Ботаник быстро окинул взглядом обстановку и пулей вылетел из вагончика. Во втором он задержался дольше.
Второй вагончик сохранился чуть лучше. Петр толкнул дверь, она с грохотом ударилась о стену. Длинный стол из нержавейки. На нем битое стекло, провода. В углу металлический ящик для инструментов, покрытый ржавым налетом и пылью. Петр с силой дергает крышку, та нехотя, со скрипом, поддается. Внутри ящика плоский предмет, аккуратно обернутый в промасленную ткань, поблекшую, но не тронутую гнилью.
Ботаник быстро разворачивает ее, но следующий слой — фольгу — снимать не спешит. Выходит из вагончика, прижимая находку к груди.
Олег, пока ждал нас, успел развести костер. Над ним, в котелке, закипала вода. Но вдруг я замечаю то, чего раньше не видел.
Волосы на лысине монаха начали отрастать. Они странного цвета. Светлые, почти белые. Не сочетаются с черными бровями и угольно-темными глазами. И вдруг я понял: он не блондин, это — седина. В армию он пошел после института — года в двадцать три. Отслужил в восемьдесят седьмом. Сейчас девяностый. Значит, ему не больше двадцати восьми лет. А волосы как у глубокого старика.
Сам он сидит на траве, подняв лицо к солнцу. В его позе — абсолютное, животное спокойствие. Кто же ты такой, Олег Клочков, на самом деле?
Петр сел рядом с ним, сунул сверток за пазуху и только потом подтянул рюкзак. Выудил оттуда нож. Из кармана достал банку тушенки, быстро вскрыл ее и вывалил мясо в котелок. Вот ведь жук, протащил все-таки консервы, несмотря на строгий запрет проводника!
— Зря. — лениво произнес Олег. — Сначала чай надо было заварить.
Но ботаник его не слушал. Он достал мешочек с гречкой и бухнул следом.
— Тоже зря. Сначала гречку бы сварил, потом добавил бы тушенку, — прокомментировал Олег.
— Ни о чем. Еда — она и в Африке еда, — я присел рядом с ученым. — Рассказывай, что у тебя там?

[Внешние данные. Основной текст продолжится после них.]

PR #715, opened 2015-12-13
Fix RESTEASY-1201

ian4hu:
resteasy-multipart-provider/AbstractMultipartWriter: Wrap entityStream into a no closable stream when writeParts()

The cause of the issue https://issues.jboss.org/browse/RESTEASY-1201 is like that, when write the content of parts, the JSON parts will use the org.jboss.resteasy.plugins.providers.jackson.ResteasyJackson2Provider to write, and in https://github.com/resteasy/Resteasy/blob/master/jaxrs/providers/jackson2/src/main/java/org/jboss/resteasy/plugins/providers/jackson/ResteasyJackson2Provider.java#L209, the jq.close() closed the stream, that cause the entityStream closed unexpectly.

I'm not sure that jq.close() is really need to close the entityStream, but I am really sure that the implements of MessageBodyWriter shoud never close the entityStream as it mentioned in http://docs.jboss.org/resteasy/docs/3.0-rc-1/javadocs/javax/ws/rs/ext/MessageBodyWriter.html#writeTo%28T,%20java.lang.Class,%20java.lang.reflect.Type,%20java.lang.annotation.Annotation[],%20javax.ws.rs.core.MediaType,%20javax.ws.rs.core.MultivaluedMap,%20java.io.OutputStream%29 about the entityStream param

### DIFF
--- a/jaxrs/providers/multipart/src/main/java/org/jboss/resteasy/plugins/providers/multipart/AbstractMultipartWriter.java
+++ b/jaxrs/providers/multipart/src/main/java/org/jboss/resteasy/plugins/providers/multipart/AbstractMultipartWriter.java
@@ -8,6 +8,7 @@ import javax.ws.rs.core.MediaType;
 import javax.ws.rs.core.MultivaluedMap;
 import javax.ws.rs.ext.MessageBodyWriter;
 import javax.ws.rs.ext.Providers;
+import java.io.FilterOutputStream;
 import java.io.IOException;
 import java.io.OutputStream;
 import java.lang.reflect.Type;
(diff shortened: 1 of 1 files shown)


ronsigal:
Hi Ian,

1. You are quite right that ResteasyJackson2Provider is incorrectly closing the OutputStream. I think that a more direct solution, then, is just to remove that call to jg.close().

2. Note that 

    public void write(byte[] b, int off, int len) throws IOException

of FilterOutputStream writes each byte individually. The javadoc says, "Subclasses of FilterOutputStream should provide a more efficient implementation of this method."

3. Could you commit a unit test? It doesn't have to be an arquillian test.

Thank you,
Ron

ian4hu:
sorry for the latecy of feedback.

I think remove the jq.close() is not a good idea. if you use the ResteasyJackson2Provider as the only provider, the jq should close. if you use ResteasyJackson2Provider  as a sub-field provider then the jq should not close, because the whole entity may not end of parse or output

ronsigal:
Hey Ian,

re: "I think remove the jq.close() is not a good idea. "

Yes, I don't remember what I was thinking, but now I think you're right.

ronsigal:
Simple unit test?

ian4hu:
@ronsigal my unit test need the jackson2provider could i add the dependency in test scope to the pom?

ronsigal:
Hi Ian,

You're putting the test in the multipart module, right? Sure, adding jackson2provider in test scope sounds fine. Thank you.

-Ron

ian4hu:
Hi ronsigal,

I have written the unit tests code and tried to re-produce this issue but failed. It seems that there are some difference between running jetty in unit tests and running jetty in standalone, but I can't figure out where is the difference. the result is that I can not make this issue in my unit tests code. I need some help to work it out.

-Ian

ian4hu:
there are some conflicts, temporally close this, I'll create a new one.

ian4hu:
new PR is at #905

PR #716, opened 2015-12-13
Make multipart/form-data more compatible

ian4hu:
resteasy-multipart-provider/AbstractMultipartWriter: Make multipart/form-data more compatible

As some web server not compatibe with this writer but working well with curl, I diffed the package that write by AbstractMultipartWriter and curl, I found AbstractMultipartWriter did not write a trialling CRLF but the curl did. and when there is no trailling CRLF some server may miss the whole body.


ronsigal:
Hi Ian,

Chapter 4 "HTTP Message" of RFC2616 (https://www.w3.org/Protocols/rfc2616/rfc2616-sec4.html#sec4) says:

To restate what is explicitly forbidden by the BNF, an HTTP/1.1 client MUST NOT preface or follow a request with an extra CRLF. 

Your change seems to violate that requirement.

-Ron

PR #724, opened 2016-01-08
Fix Httpclient-Connectionleak for InputStream or Reader and Content-Length 0

MarkusKull:
Fixing a HttpClient-ConnectionLeak we encountered when downloading 0Byte-Files with the Restclient.

It seems this bug was originally introduced in a large commit f846687fced7 "tck fixes and oauth2 fixes", probably when changing similar non-streaming MessageBodyReaderWriter but without regard to the special streaming MessageBodyReaderWriter for InputStream or Readers.


liweinan:
Great! Thanks!

PR #733, opened 2016-02-05
RESTEASY-1294: Fixed comparison bug in JaxrsInterceptorRegistry.

ronsigal:


jaxrs/resteasy-jaxrs/src/main/java/org/jboss/resteasy/core/interception/JaxrsInterceptorRegistry.java
```diff
@@ -360,7 +360,15 @@ public JaxrsInterceptorRegistry(ResteasyProviderFactory providerFactory, Class<T
    {
       public int compare(Match match, Match match2)
       {
-         return match.order - match2.order;
```
JWGmeligMeyling: This implementation is equal to `Integer.compareTo(match.order, match2.order);`

liweinan:
@ronsigal @JWGmeligMeyling Can I merge this one?

JWGmeligMeyling:
The new implementation is defenitely allright, but is already floating somewhere in the JRE. But changing that would be quite some hassle for a few lines less, so feel free to merge!

ronsigal:
re: "Can I merge this one?"

Yeah. Not as pretty as Integer.compare(), but it's fine.

PR #736, opened 2016-02-10
RESTEASY-1212

mihxil:


ronsigal:
Hi Michiel,

Looking at the history of SpringBeanProcessor, I found commit https://github.com/resteasy/Resteasy/commit/2fb71377db365c2db6b5da2f32141dc34633236f in Resteasy 3.0.14.Final. Does that fix the problem?

Thanks,
Ron

mihxil:
It seems that it does.  So, I rolled back my change in the SpringBeanProcessor. I still propose to merge the pull request then, because it includes a test case, to ensure that it won't happen again.

Also the associated JIRA issue can be closed for 3.0.14.

PR #738, opened 2016-02-12
RESTEASY-1296

ronsigal:
Changed treatment of Weld proxies in GeneralValidatorImpl in resteasy-validator-provider-11.


ronsigal:
Some kind of intermittent failure in RESTEASY-923-WF8.

PR #745, opened 2016-02-26
RESTEASY-1300

ronsigal:
Added warning message when multiple resource methods match request.


ronsigal:
For one of the builds, maven says it passed, and then

>The log length has exceeded the limit of 4 Megabytes (this usually means that test suite is raising >the same exception over and over).

>The build has been terminated.

I'll do another push and try again ...

PR #747, opened 2016-02-28
for Unauthorized send 401 and for wrong authentication send 403

jkandasa:
Fix for TJWS embedded server.

- Currently for wrong authentication  returns 401 and for no `Basic` auth details returns 405. Which is not correct.

- This fix will return 403 for wrong authentication and 401 for no `Basic` auth details on request.

### DIFF
--- a/jaxrs/resteasy-jaxrs/src/main/java/org/jboss/resteasy/plugins/server/tjws/TJWSRequestPreProcessor.java
+++ b/jaxrs/resteasy-jaxrs/src/main/java/org/jboss/resteasy/plugins/server/tjws/TJWSRequestPreProcessor.java
@@ -60,11 +60,16 @@ public class TJWSRequestPreProcessor
                }
                catch (SecurityException e)
                {
-                  response.sendError(HttpResponseCodes.SC_UNAUTHORIZED);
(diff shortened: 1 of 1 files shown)


ronsigal:
Hi Jeeva,

- I don't see why it would be incorrect to send 401. RFC2616 (https://www.w3.org/Protocols/rfc2616/rfc2616-sec10.html) says:

>If the request already included Authorization credentials, then the 401 response indicates that authorization has been refused for those credentials. 

whereas for 403 it says

>Authorization will not help and the request SHOULD NOT be repeated.

So I think 401 makes sense here.

- I think you're right that, in the absence of an Authorization header, or in the presence of an Authorization header that is not a request for BASIC authorization, 401 should be returned.

- Have you looked at the test failures in the resteasy-jaxrs module:

Failed tests: 

  BasicAuthTest.testProxyFailure:200 expected:<401> but was:<403>
  BasicAuthTest.testSecurity:246 expected:<403> but was:<401>
  BasicAuthTest.testSecurityFailure:286 expected:<403> but was:<401>

These need to be dealt with.

Thanks,
Ron

asoldano:
Given Ron's comment above (and no response to him) and considering we're working on actually removing the TJWS embedded server from RESTEasy, I'm closing this PR:

PR #752, opened 2016-03-12
RESTEASY-1321: Support non-path-parameters in LinkResource

alexrashed:
Implementation of feature request [RESTEASY-1321](https://issues.jboss.org/browse/RESTEASY-1321).

Currently the LinkResource annotation only supports path parameters for the atom link definition. This is enough when only adding default atom links (self, list, CRUD). But in order to add more advanced customized links (f.e. for paging) it is necessary to support the other types of parameters (query and matrix).

Therefore I added a new annotation called ParamBinding. Typically I would add the type as an enum in the ParamBinding, but just added two more members to the annotation (queryParameters, matrixParameters) in order not to break the API (this would remove / rename LinkResource#pathParameters).

### DIFF
--- a/jaxrs/resteasy-links/src/main/java/org/jboss/resteasy/links/LinkResource.java
+++ b/jaxrs/resteasy-links/src/main/java/org/jboss/resteasy/links/LinkResource.java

— Дневник Виктора У. Это ключ к машине возмездия. — Петр вдруг потерял свою обычную словоохотливость. Он достал из второго кармана шпроты и, отвернув крышку, принялся бросать в рот одну за другой. Больше он не добавил ни слова, я тоже не стал спрашивать.
В любом случае к этой теме еще вернемся.